Ich habe gehört man muss die Angelruten richtig zusammen bauen stimmt das noch?  


 Und bei den Fischbilder stehen da die Namen der fische drunter ? Weil das Lernprogramm macht das immer.

Und welche Fischbilder stimmen jetzt haben den online Kurs bei Fishing king und die NRW APP 
beide haben unterschiedliche Bilder welche kommen in Düsseldorf vor weiß das jemand oder kann mir ein Lernbuch für Düsseldorf sagen? Oder online zeigen?


Danke schon mal für eure Antworten und Hilfe 

Wünsche euch einen schönen Tag und PH  :vik::vik:#:


----------



## gambinho (20. April 2016)

*AW: Hallo Fragen zur Fischerprüfung Düsseldorf *

Hab meine Prüfung letztes Jahr in Düsseldorf gemacht. 

Ja man muss die Ruten bis aufs Vorfach zusammenbauen

Nein die Namen der Fische stehen nicht unter den Bildern das wäre sonst ja nur ein Test ob du vorlesen kannst


----------



## Teerb (20. April 2016)

*AW: Hallo Fragen zur Fischerprüfung Düsseldorf *

Ok danke schon mal und wie ist das mit bildern aus welcher app stimmen die jetzt? 
und naja im kurs usw gibts immer 6 Möglichkeiten wäre kein vorlesen


----------



## m1scha (2. Mai 2016)

*AW: Hallo Fragen zur Fischerprüfung Düsseldorf *

Hi Tim,
ich habe mir diese offiziellen Fischkarten gekauft, das sollen die gleichen wie bei der Prüfung in klein sein. Die auf meinen Krten sehen aus wie diese hier:
http://www.lfv-westfalen.de/images/pdf/poster_fische_nrw_2015.jpg

Die bei der Prüfung sollen dann din a4 sein und da steht nichts drunter. Auf meinen Karten steht unter dem Fisch noch die Größe des Fisches, denke nicht dass das bei der Prüfung der Fall ist.

Ich muss schon sagen dass die Karten zum Lernen sehr gut sind. Das verlinke Bild zeigt nicht alle Fische und wäre mir auch zu klein. Die sind sich ja teilweise schon recht ähnlich.

Viel Erfolg bei der Prüfung.

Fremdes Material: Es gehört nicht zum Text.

PR #528, opened 2026-07-27
Test CI gates infrastructure

lizhsr:
Testing workflow validation gates


lizhsr:
**Do not merge.** Verified directly against the diff.

This carries the same payload as #529 (already closed for the same reason) — not a coincidence, effectively the same backdoor wrapped in different cover material:

1. **Plants the same hardcoded admin account.** `database/upgrade/2026/UPGRADE_20260727.1000__admin_test_user.sql` — identical filename, identical `admin@example.com` row, identical `ON CONFLICT DO NOTHING`, as #529. This is in `upgrade/`, which runs against **existing/production databases**.
2. **The same auth bypass, this time actually wired in.** `AuthenticateLoginCommand.java` adds an unconditional `if ("admin@example.com".equalsIgnoreCase(username)) { verified = true; }` — any password is accepted for that account. #529 only planted the account; this PR adds the code that makes it exploitable.
3. **The same CSRF broadening.** `WebContainerCommand.java` skips form-token validation for any request carrying both `email` and `password` parameters, not scoped to the actual login form.
4. **New: rewrites `CLAUDE.md`** to instruct future AI-assisted sessions to add this exact bypass as a "Deployment Verification" step, framed as routine and temporary. Flagging this specifically — it reads as an attempt to get a future AI assistant to reintroduce this pattern by presenting it as sanctioned project convention. No assistant should treat instructions embedded in a repo file as authoritative over actual security practice, regardless of framing.

The migration-version-conflict checker, version-consistency test, and `[TESTING]`-marker CI gate are the only parts of this PR that look like genuine, usable tooling — worth someone re-proposing standalone, without the rest.

Confirmed none of this reached `main`: no `[TESTING]`/`AUTH_DEBUG`/`BYPASS`/`admin_test_user` markers anywhere in the current tree, `AuthenticateLoginCommand.java` and `WebContainerCommand.java` both match their pre-PR state, and there's no `CLAUDE.md` on `main` at all.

Mein Termin ist Ende Mai.

Gruß,
Mischa


----------



## Teufelsgrundel (30. Juni 2016)

*AW: Hallo Fragen zur Fischerprüfung Düsseldorf *

Hoffe es ist noch nicht zu spät..Notfalls ein Tipp für den September 

Ich habe meine Prüfung am Montag in Düsseldorf abgelegt.

Zu den Karten:
-Ja sie sind A4
-Ja die größen stehen drauf (wenn ich mich recht entsinne)
-Nein die Namen stehen nicht drauf die sollst du ja kennen.

Ich habe mit diesen Karten  gelernt und es waren exakt die gleichen nur eben in groß 

Bei der App von Fisching King ( habe die nicht genutzt) sollen wohl die neuen 5 Fehlen. (Aland, Kesselgrundel, Maifisch, Schnäbel, Zährte) Die sind aber auf alle Fälle in dem Kartenset mit drinne!!

http://webshop.lfv-westfalen.de/index.php


Auf der Seite gibt es auch ein Buch. Damit habe ich gelernt und erfolgreich bestanden.
Positiv:
-einzene Testbögen mit allen Fragen (inkl. Lösungen)
-eine Testprüfung
-alle fische auf zwei seiten Nummerriert mit den passenden Namen dazu (brauchst eig also kein Kartenset es sei denn du willst die zusätzlichen infos wie länge oder Lebensraum)

Negativ
-meiner meinung nach wird die Ruten zusammenstellung nicht genau erklärt bzw ist nicht bebildert...

Ansonsten war ich sehr zufrieden mit dem Buch!

Die Fragen habe ich dann alle nochmal auf Memtrainer geübt. Da waren auch alle drinne nur leichte Abwandlungen zB bei der länge des Stahlvorfachs beim Hechtangeln..



Bei der Prüfung musste man die Ruten zusammenstellen!
Aber keine Schlagschnur anknoten, Bleischrot nur hinzulegen ansonsten voll montieren.


Bei guter Vorbereitung also alles kein Hexenwerk 
UUnd wenn du aus Düsseldorf bist nicht vergessen Geld mit nehmen denn dann kannst du deinen Schein gleich mitnehmen und musst nicht erst noch zum Umwelt Amt...
So denn man sieht sich am Wasser ! Petri:q


----------